RECORDS FOR THE EXERCISE START

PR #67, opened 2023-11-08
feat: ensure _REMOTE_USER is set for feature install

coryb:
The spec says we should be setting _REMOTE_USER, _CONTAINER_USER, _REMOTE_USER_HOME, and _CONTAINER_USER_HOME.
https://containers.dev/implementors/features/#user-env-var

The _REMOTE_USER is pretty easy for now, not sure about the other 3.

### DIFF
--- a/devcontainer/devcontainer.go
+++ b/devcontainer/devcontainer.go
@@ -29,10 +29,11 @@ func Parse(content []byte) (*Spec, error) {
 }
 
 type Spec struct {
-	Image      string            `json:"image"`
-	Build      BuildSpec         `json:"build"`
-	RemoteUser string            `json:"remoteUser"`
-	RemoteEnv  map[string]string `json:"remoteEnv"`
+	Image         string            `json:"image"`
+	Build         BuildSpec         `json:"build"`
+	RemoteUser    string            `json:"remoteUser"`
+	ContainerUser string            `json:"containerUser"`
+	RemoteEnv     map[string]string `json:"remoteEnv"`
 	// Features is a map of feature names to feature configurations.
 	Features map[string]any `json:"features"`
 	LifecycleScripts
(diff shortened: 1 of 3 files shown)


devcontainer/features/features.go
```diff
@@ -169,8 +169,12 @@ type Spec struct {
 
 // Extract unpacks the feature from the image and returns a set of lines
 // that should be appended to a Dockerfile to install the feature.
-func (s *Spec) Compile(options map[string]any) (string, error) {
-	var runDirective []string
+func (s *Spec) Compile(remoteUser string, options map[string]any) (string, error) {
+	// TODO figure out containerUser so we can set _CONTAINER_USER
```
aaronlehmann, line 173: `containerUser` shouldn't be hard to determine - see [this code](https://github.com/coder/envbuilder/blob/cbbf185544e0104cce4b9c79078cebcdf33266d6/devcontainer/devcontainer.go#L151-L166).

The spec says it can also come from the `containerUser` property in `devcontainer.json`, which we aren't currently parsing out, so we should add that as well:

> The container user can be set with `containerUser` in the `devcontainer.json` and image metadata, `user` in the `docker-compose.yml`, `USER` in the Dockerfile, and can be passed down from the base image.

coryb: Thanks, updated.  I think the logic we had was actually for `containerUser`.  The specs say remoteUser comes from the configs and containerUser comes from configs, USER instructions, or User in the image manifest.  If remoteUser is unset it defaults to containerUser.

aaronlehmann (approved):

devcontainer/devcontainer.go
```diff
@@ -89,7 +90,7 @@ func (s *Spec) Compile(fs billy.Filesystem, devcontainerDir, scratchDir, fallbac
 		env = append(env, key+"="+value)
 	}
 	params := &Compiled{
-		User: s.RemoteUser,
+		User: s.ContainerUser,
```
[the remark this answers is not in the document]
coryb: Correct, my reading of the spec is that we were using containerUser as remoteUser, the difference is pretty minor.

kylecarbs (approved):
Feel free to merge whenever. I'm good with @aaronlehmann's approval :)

RECORDS FOR THE EXERCISE END

EXERCISE DETAILS ->
An unaltered transcription of all the data above is needed.

TASK ANSWER ->
PR #67, opened 2023-11-08
feat: ensure _REMOTE_USER is set for feature install

coryb:
The spec says we should be setting _REMOTE_USER, _CONTAINER_USER, _REMOTE_USER_HOME, and _CONTAINER_USER_HOME.
https://containers.dev/implementors/features/#user-env-var

The _REMOTE_USER is pretty easy for now, not sure about the other 3.

### DIFF
--- a/devcontainer/devcontainer.go
+++ b/devcontainer/devcontainer.go
@@ -29,10 +29,11 @@ func Parse(content []byte) (*Spec, error) {
 }
 
 type Spec struct {
-	Image      string            `json:"image"`
-	Build      BuildSpec         `json:"build"`
-	RemoteUser string            `json:"remoteUser"`
-	RemoteEnv  map[string]string `json:"remoteEnv"`
+	Image         string            `json:"image"`
+	Build         BuildSpec         `json:"build"`
+	RemoteUser    string            `json:"remoteUser"`
+	ContainerUser string            `json:"containerUser"`
+	RemoteEnv     map[string]string `json:"remoteEnv"`
 	// Features is a map of feature names to feature configurations.
 	Features map[string]any `json:"features"`
 	LifecycleScripts
(diff shortened: 1 of 3 files shown)


devcontainer/features/features.go
```diff
@@ -169,8 +169,12 @@ type Spec struct {
 
 // Extract unpacks the feature from the image and returns a set of lines
 // that should be appended to a Dockerfile to install the feature.
-func (s *Spec) Compile(options map[string]any) (string, error) {
-	var runDirective []string
+func (s *Spec) Compile(remoteUser string, options map[string]any) (string, error) {
+	// TODO figure out containerUser so we can set _CONTAINER_USER
```
aaronlehmann, line 173: `containerUser` shouldn't be hard to determine - see [this code](https://github.com/coder/envbuilder/blob/cbbf185544e0104cce4b9c79078cebcdf33266d6/devcontainer/devcontainer.go#L151-L166).

The spec says it can also come from the `containerUser` property in `devcontainer.json`, which we aren't currently parsing out, so we should add that as well:

> The container user can be set with `containerUser` in the `devcontainer.json` and image metadata, `user` in the `docker-compose.yml`, `USER` in the Dockerfile, and can be passed down from the base image.

coryb: Thanks, updated.  I think the logic we had was actually for `containerUser`.  The specs say remoteUser comes from the configs and containerUser comes from configs, USER instructions, or User in the image manifest.  If remoteUser is unset it defaults to containerUser.

aaronlehmann (approved):

devcontainer/devcontainer.go
```diff
@@ -89,7 +90,7 @@ func (s *Spec) Compile(fs billy.Filesystem, devcontainerDir, scratchDir, fallbac
 		env = append(env, key+"="+value)
 	}
 	params := &Compiled{
-		User: s.RemoteUser,
+		User: s.ContainerUser,
```
[the remark this answers is not in the document]
coryb: Correct, my reading of the spec is that we were using containerUser as remoteUser, the difference is pretty minor.

kylecarbs (approved):
Feel free to merge whenever. I'm good with @aaronlehmann's approval :)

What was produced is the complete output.